Wrestling with Discontent


“If I am not moving forward, I know I am sliding backwards.” That’s a cliche for many, but it’s a foundational truth for me. Some label it discontent, or ungratefulness, others personal growth. I have come to the realization it can be both a lack of gratitude or a great opportunity to grow and reaching new personal heights. The difference has everything to do with our motivation.


No one would ever accomplish greatness without challenging the status quo. The inner drive to take us beyond where we have been, beyond our own perceived limitations comes from within, and I believe is from God. But even this part of our divined-inspired nature can be corrupted. In this case, replacing our God-given drive to become better at who we and what we do, to grow, and even accomplish the impossible with the search for happiness and significance is the difference between personal growth and ungrateful discontent.

Please, don’t settle. Keep pushing. But also realize that there is not a pot of gold at the end of your personal-accomplishments rainbow that will make you happy. Our achievements cannot do that. While they can bring a certain amount of joy into our lives, their enjoyment is temporary at best. Soon we’ll find ourselves discontent, yet again.

Recently I was struggling with some of my personal goals. I finally had an honest conversation with myself and began examining the motivation behind them. I had put too much weight on the pay off, knowing that even if I accomplished all of them, they could never give me the satisfaction I needed.

Have you ever pursued something (even a someone) that turned out to be a disappointment? How did it impact you?

  • “too much weight on the payoff”  –  wow.  That phrase hit me hard.  So true – it’s a fine line between pursuing what God wants us to improve and what *we* think should be improved. 

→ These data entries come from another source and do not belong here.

PR #4313, opened 2018-11-05
[iOS] make button renderer constructor public

PureWeen:
### Description of Change ###

Having a protected constructor on a renderer causes the previewer to break

### Platforms Affected ### 
- iOS

### PR Checklist ###

- [ ] Has automated tests 


alanmcgovern:
Hola! I just wanted to update this with a screencast and a question!

This screencast shows the ABI break that the original commit introduced: http://recordit.co/CHvaZq8Zen .

It was great that we caught this with the normal regression test-suite, but I'm wondering if we can add a tool to detect these breaks before we PRs are merged. If you don't have such a tool and want one, I think monodevelop already has one that could be re-used :)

    Thank you. Great food for thought this morning…

    • That has always been my problem: expecting too much from things that are not designed to make us happy.

  • Yes. Although it wasn’t the thing I achieved that was disappointing, but the side affects. I made sacrifices to complete an MBA, but it came at the expense of time w/ friends and family. As a result I feel like I missed out on a lot. It will take some time to reap the full benefits of grad school, but right now I’m trying to focus on relationships.

    • Hopefully you can make some gains in your relationships now that school is over.

  • Dave

    Yep, you’re right on target. I’ve waited 49 years for the moment when I can say “I’ve arrived”. Now I realize there is no point of arrival (short of heaven). It is a “journey”, to use a popular cliche – it is a process. But yes, I agree that discontentment is a balancing act between self-improvement and contrarianism.

    I continue to seek after that balance, as I can tell you do as well….

    • Thank you for stopping by and commenting. I love “contrarianism”. I’m going to use it somewhere soon

  • The last few years, I’ve had friends and well-meaning Christians tell me I just need to be content with what God has given me. I do agree, to an extent, but I’m like you – I want to continue moving forward, pursuing better things, not for some perceived satisfaction but because I want to continue growing. I finally had to tell these people that no one in their right mind would be content being on unemployment and working a part-time job that a college student normally fills. Is it my life right now? Yes. Am I going to be content in it? No. Because I don’t want to stay working a job that doesn’t use my skills, talents and passions and thinks it’s a best use of my time and energy to hang posters than to help develop the college’s marketing department (something I have 9 years experience doing).

    Not really on topic with your question, but something I’ve wrestled with about being discontent the last 2.5 years.

  • Anonymous

     I have always been a very goal oriented person, highly driven to succeed but I never felt the satisfaction of accomplishing my goals.  I thought it was because before one project was  finished I was already pursuing another.  It wasn’t until my son was born that I learned what true contentment and joy was.  I have never been happier.  I thank God my son has taught me to slow down and enjoy the small wonders in life.  Nothing I have ever done compares to being his mom!